*** DATA

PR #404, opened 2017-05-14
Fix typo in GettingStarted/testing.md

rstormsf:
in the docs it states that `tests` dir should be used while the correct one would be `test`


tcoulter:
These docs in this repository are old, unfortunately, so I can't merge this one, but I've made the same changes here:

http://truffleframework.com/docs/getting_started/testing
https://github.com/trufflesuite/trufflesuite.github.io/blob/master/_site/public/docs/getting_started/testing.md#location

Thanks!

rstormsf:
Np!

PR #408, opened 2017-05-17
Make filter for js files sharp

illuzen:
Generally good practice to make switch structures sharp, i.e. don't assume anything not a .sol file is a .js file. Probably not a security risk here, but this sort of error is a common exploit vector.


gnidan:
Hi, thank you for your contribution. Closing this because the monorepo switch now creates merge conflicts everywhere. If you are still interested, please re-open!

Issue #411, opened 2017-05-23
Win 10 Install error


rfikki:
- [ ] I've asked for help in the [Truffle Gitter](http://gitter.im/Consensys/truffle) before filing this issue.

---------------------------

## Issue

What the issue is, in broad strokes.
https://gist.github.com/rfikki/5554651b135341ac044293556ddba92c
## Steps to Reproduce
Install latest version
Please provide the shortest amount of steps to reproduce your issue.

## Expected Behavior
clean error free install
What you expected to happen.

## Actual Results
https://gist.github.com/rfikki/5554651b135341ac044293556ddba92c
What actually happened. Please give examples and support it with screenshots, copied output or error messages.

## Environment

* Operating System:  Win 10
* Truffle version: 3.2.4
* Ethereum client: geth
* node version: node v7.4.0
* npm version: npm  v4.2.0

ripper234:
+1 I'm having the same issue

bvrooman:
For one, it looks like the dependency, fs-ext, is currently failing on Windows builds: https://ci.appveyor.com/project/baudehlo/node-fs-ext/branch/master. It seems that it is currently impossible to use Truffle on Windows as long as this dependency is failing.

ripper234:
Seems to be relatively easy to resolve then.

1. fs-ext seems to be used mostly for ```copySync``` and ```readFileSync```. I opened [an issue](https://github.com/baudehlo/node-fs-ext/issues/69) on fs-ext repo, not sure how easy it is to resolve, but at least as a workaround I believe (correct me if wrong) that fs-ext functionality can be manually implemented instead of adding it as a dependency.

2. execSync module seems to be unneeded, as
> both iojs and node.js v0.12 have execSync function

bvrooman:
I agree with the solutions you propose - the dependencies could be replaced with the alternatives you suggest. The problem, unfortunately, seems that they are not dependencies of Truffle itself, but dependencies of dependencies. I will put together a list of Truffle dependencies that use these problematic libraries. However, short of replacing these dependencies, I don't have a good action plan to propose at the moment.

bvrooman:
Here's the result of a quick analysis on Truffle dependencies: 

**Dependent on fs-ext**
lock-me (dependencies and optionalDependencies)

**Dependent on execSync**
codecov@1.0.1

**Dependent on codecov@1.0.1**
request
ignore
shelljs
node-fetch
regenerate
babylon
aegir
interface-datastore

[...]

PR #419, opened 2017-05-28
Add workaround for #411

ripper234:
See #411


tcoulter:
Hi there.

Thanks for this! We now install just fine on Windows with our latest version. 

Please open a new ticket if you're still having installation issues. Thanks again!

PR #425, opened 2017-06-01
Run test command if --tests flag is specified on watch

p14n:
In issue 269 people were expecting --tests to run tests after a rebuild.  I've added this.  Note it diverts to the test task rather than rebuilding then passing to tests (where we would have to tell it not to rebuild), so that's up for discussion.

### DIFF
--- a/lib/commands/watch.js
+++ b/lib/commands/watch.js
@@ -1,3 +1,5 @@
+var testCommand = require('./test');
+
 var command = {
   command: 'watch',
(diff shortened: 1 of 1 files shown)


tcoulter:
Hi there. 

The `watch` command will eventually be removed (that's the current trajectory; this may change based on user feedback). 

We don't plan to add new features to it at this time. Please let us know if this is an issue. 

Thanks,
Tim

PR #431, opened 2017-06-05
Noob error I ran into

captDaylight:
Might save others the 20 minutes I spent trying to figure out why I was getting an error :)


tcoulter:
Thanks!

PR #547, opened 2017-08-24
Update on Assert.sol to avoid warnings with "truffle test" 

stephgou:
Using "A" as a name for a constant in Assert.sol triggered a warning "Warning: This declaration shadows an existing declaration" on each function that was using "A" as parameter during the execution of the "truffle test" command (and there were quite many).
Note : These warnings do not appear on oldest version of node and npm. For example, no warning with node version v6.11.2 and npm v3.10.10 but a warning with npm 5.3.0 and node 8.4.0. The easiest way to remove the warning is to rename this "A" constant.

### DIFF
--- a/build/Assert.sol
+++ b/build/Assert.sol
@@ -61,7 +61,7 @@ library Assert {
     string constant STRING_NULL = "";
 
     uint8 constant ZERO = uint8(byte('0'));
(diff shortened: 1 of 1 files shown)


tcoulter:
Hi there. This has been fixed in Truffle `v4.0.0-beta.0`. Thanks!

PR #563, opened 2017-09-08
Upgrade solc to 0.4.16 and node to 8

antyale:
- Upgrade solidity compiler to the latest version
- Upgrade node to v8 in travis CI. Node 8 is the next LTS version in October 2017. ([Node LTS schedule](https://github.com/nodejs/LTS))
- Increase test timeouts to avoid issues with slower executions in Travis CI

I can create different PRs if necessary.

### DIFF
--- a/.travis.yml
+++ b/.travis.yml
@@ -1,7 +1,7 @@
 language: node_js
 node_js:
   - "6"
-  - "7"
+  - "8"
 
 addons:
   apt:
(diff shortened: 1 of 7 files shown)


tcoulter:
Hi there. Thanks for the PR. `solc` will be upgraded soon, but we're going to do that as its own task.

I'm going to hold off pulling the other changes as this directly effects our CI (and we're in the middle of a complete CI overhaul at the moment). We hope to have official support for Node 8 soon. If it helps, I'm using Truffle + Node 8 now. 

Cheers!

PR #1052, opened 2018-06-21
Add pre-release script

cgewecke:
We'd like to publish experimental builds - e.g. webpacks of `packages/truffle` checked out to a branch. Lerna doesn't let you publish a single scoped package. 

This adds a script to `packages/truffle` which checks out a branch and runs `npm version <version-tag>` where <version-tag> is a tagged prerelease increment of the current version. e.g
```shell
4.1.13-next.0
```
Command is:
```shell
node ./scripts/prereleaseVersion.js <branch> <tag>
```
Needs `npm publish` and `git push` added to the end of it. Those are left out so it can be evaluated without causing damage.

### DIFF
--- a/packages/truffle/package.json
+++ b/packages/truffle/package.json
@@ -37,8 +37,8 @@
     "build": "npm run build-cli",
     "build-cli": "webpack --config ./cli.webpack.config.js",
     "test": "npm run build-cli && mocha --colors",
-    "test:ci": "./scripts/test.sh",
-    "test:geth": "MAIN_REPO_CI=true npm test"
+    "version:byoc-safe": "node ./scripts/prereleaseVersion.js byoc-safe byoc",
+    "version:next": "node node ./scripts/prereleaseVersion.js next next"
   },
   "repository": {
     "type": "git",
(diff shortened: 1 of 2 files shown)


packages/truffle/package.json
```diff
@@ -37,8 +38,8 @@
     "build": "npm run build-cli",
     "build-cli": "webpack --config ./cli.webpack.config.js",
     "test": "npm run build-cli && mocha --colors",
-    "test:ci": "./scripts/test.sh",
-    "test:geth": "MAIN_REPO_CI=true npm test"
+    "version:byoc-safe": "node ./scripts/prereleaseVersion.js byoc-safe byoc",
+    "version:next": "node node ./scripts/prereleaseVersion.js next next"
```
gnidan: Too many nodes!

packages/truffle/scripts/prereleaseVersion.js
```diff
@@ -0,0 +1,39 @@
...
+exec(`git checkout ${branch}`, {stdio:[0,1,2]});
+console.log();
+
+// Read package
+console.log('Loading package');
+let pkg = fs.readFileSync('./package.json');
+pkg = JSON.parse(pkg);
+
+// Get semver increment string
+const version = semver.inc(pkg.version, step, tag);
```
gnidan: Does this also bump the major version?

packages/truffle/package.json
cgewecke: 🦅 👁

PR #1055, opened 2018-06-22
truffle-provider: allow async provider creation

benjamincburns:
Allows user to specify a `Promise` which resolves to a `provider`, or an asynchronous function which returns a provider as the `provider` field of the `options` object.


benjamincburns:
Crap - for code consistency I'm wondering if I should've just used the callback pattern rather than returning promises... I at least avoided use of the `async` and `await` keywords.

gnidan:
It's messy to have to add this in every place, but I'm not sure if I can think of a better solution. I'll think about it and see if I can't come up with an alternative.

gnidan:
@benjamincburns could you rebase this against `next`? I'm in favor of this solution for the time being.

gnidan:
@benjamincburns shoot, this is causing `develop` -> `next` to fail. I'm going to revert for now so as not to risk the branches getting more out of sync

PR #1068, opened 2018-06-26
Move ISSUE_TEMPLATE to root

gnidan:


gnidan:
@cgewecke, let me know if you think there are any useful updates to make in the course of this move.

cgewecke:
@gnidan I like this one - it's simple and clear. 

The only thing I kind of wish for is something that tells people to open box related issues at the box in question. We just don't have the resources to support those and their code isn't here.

******
*** DATA

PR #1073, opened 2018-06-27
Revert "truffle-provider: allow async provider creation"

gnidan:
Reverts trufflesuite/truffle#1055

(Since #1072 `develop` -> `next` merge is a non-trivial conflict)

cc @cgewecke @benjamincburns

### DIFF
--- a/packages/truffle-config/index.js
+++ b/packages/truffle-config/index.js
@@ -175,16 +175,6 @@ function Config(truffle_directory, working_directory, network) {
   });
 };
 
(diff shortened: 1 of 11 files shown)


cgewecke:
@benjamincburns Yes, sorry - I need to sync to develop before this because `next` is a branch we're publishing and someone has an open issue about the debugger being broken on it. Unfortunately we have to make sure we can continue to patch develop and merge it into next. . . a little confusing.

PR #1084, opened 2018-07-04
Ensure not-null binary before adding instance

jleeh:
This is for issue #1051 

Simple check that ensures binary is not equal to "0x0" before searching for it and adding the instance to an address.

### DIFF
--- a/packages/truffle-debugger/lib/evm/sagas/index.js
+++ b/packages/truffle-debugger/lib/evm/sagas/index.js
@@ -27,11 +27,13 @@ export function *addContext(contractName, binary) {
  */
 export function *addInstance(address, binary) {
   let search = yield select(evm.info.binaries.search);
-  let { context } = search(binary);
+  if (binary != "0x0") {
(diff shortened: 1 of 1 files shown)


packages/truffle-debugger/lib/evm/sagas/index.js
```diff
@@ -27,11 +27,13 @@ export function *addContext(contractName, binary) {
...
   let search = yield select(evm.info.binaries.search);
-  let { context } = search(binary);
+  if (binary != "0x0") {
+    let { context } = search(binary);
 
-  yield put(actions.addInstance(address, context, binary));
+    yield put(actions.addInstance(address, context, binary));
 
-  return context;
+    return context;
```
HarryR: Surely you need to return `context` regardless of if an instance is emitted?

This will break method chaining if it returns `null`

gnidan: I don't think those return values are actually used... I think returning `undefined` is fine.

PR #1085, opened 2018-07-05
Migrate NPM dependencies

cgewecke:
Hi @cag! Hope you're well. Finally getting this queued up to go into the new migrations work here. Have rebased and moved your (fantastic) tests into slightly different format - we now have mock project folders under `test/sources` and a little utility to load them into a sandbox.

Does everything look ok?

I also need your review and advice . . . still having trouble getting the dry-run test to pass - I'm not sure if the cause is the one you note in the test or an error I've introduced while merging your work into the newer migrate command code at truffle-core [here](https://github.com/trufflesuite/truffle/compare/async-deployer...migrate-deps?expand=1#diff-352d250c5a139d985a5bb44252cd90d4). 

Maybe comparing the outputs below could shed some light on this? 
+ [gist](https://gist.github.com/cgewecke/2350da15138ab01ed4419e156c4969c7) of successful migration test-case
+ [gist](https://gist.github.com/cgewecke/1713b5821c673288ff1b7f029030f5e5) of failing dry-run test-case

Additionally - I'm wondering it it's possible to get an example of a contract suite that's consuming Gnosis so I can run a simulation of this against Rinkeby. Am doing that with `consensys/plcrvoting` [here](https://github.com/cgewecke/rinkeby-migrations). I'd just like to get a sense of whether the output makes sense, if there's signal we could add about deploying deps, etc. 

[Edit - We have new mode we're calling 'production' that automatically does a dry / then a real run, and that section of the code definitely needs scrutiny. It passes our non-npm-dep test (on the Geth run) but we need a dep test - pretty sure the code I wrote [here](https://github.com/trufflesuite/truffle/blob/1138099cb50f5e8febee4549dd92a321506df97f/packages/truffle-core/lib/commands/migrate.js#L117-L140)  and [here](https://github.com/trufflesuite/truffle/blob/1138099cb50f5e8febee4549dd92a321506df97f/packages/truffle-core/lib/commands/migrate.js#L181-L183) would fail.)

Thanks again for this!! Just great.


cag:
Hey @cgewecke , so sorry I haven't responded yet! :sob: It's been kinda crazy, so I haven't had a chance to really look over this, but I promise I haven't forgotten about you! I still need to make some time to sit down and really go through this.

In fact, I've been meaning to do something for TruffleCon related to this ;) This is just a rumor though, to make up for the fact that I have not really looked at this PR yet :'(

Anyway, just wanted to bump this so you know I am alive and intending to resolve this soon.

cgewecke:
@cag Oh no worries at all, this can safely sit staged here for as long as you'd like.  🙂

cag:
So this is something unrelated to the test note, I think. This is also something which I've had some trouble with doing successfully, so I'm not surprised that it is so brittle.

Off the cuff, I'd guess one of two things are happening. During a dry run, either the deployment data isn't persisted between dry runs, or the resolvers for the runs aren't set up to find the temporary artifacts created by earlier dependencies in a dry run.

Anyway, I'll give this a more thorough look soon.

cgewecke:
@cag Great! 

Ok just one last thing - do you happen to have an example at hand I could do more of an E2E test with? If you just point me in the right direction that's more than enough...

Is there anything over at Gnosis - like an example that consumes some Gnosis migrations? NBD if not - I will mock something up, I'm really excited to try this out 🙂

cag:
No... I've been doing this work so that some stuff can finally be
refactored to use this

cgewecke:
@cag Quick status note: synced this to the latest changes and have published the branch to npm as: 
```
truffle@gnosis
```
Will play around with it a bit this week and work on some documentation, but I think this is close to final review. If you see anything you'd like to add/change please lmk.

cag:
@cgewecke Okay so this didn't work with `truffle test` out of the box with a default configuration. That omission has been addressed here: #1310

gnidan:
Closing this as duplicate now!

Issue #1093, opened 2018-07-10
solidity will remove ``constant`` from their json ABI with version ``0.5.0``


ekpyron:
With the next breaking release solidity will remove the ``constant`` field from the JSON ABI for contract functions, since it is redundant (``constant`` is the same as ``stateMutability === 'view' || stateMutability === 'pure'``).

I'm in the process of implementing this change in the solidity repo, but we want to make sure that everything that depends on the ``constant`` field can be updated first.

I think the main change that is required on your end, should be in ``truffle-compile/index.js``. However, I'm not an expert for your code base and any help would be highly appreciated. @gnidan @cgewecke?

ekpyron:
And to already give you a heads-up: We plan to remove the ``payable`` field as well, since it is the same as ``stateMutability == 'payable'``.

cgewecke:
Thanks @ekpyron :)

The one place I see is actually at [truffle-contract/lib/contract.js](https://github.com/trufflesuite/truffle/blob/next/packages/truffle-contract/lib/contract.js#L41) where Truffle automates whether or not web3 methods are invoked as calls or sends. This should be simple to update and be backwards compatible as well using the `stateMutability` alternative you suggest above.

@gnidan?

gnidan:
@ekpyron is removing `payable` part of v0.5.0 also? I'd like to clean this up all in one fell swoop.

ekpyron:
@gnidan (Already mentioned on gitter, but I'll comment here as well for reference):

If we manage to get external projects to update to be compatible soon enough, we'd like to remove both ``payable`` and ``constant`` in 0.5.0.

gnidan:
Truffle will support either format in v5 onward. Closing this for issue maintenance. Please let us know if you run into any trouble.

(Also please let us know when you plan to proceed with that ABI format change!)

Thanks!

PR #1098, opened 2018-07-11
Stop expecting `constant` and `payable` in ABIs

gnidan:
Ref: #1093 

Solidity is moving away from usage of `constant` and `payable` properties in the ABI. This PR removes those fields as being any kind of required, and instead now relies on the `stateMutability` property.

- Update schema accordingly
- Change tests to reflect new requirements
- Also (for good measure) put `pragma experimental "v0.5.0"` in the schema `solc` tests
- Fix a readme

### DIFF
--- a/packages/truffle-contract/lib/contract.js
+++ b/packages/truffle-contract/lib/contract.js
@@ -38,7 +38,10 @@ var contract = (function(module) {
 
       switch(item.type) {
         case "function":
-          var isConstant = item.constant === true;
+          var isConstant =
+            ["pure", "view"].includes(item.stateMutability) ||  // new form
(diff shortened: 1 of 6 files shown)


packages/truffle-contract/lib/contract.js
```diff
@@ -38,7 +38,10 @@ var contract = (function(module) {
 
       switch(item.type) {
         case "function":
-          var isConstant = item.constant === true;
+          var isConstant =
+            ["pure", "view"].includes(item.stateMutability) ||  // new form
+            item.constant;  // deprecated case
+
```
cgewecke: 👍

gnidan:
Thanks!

******
*** DATA

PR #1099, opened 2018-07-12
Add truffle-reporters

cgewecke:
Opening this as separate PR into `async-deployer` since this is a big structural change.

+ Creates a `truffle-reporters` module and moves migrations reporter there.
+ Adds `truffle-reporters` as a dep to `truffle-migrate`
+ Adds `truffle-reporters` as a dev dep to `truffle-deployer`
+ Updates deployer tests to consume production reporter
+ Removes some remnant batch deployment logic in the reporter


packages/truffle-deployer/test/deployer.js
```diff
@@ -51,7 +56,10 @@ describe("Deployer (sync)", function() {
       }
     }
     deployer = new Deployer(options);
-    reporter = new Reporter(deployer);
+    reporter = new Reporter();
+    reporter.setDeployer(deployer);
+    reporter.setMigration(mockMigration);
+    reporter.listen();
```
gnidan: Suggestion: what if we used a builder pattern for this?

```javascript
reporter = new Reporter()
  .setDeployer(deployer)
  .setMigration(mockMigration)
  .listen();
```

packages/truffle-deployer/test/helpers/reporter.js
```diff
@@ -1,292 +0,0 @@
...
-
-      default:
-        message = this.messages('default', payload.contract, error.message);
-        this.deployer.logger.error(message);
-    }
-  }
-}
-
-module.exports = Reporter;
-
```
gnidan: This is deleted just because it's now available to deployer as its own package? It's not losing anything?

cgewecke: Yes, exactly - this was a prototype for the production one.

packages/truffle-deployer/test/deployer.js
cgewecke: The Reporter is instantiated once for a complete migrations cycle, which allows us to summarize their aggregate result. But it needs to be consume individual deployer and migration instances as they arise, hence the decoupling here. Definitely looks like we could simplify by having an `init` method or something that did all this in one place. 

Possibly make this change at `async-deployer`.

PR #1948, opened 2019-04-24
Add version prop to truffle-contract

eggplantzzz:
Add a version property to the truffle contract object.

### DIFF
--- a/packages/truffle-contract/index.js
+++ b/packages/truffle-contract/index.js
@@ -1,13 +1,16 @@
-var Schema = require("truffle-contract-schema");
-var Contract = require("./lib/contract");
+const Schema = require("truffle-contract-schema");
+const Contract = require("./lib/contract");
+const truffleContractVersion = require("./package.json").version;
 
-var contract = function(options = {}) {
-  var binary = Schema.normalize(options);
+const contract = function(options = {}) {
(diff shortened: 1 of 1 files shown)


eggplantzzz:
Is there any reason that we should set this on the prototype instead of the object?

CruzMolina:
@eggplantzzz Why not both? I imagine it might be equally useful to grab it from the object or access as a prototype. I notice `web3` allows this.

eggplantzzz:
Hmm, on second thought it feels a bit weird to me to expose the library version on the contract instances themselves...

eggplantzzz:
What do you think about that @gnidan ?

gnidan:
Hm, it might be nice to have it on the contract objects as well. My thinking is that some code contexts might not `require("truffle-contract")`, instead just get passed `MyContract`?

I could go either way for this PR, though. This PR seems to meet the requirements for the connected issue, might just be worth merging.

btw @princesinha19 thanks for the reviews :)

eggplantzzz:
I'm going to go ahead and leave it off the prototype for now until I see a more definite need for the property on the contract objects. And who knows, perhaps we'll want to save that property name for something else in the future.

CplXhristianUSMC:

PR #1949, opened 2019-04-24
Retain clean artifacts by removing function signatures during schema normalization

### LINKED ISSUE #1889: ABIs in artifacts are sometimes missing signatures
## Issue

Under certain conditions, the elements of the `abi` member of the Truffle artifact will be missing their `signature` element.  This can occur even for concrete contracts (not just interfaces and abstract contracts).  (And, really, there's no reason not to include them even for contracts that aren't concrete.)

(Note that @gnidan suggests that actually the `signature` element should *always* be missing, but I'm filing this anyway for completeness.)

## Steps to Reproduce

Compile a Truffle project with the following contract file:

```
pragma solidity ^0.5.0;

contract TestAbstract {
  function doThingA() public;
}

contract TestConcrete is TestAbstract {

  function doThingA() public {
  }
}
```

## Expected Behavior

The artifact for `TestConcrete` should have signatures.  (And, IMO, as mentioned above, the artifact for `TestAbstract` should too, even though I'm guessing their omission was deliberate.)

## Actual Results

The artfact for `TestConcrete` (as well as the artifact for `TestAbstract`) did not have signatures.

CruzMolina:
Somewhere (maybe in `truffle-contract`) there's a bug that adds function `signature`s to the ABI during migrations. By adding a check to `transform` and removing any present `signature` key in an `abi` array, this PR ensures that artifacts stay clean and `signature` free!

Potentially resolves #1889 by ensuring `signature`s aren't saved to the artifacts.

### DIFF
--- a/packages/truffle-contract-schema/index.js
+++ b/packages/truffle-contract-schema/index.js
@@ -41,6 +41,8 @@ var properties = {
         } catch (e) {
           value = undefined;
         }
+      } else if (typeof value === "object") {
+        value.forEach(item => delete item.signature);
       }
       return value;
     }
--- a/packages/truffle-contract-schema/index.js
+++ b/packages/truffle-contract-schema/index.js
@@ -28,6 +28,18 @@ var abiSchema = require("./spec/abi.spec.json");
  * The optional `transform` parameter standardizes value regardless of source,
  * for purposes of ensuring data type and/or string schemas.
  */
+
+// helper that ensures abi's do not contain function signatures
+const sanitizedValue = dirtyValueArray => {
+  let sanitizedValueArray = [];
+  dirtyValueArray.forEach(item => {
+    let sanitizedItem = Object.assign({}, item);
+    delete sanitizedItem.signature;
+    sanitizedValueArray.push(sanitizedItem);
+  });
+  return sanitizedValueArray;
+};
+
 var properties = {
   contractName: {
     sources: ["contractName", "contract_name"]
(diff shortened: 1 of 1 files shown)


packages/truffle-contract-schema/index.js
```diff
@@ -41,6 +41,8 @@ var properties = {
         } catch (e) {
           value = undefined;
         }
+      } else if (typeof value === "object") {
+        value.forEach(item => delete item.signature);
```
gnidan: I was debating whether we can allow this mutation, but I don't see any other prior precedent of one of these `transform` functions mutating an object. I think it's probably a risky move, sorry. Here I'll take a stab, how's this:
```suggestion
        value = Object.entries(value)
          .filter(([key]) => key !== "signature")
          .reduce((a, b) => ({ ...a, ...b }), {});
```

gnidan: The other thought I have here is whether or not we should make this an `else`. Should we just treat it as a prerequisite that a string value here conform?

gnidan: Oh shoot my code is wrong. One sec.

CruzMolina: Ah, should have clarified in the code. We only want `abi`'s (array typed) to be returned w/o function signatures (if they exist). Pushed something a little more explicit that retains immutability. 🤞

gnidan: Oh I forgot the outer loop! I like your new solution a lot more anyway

******

- **WHAT YOU HAVE TO DO**
If the string "causing" is in a line of the entries, pick that line out.

- **ANSWER SECTION**
Needs `npm publish` and `git push` added to the end of it. Those are left out so it can be evaluated without causing damage.
@benjamincburns shoot, this is causing `develop` -> `next` to fail. I'm going to revert for now so as not to risk the branches getting more out of sync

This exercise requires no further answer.